# PROMPT
Respond with exact copies of the lines running from the line that contains "- [ ] Documentation" to the end of the material.
--- START ---
PR #530, opened 2026-07-01
feat(admin): co-host assignment on any league (#526)

GitGuru-sudo:
Admin panel multi-host support: from the league management view, an admin can assign any registered user as co-host (search by email), remove co-hosts, and see the owner + co-host list. New admin API - GET/POST /api/admin/leagues/[leagueId]/co-host and DELETE .../co-host/[userId] - reuses the assignedrolesforleague 'host' role (no schema change). Guarded by platform_role=admin (any league, not just created_by); the original creator can never be removed. Core multi-host domain logic ships separately in #525.

## Summary

Admin co-host management panel — MFL support team can assign/remove co-hosts on any league via new API routes and a "Manage Hosts" dialog in the league table actions dropdown.

## Related Issue

Closes #526

## Type of Change

- [ ] Bug fix
- [x] New feature
- [ ] UI/UX improvement
- [ ] Documentation

## Changes Made

- New `src/lib/services/admin/co-host.ts` — shared `getHostRoleId()` helper
- New `GET/POST /api/admin/leagues/[leagueId]/co-host` — list owner + co-hosts, assign a co-host (reuses `assignRoleToUser`)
--- END ---
# RESULT FOR THIS TASK
- [ ] Documentation

## Changes Made

- New `src/lib/services/admin/co-host.ts` — shared `getHostRoleId()` helper
- New `GET/POST /api/admin/leagues/[leagueId]/co-host` — list owner + co-hosts, assign a co-host (reuses `assignRoleToUser`)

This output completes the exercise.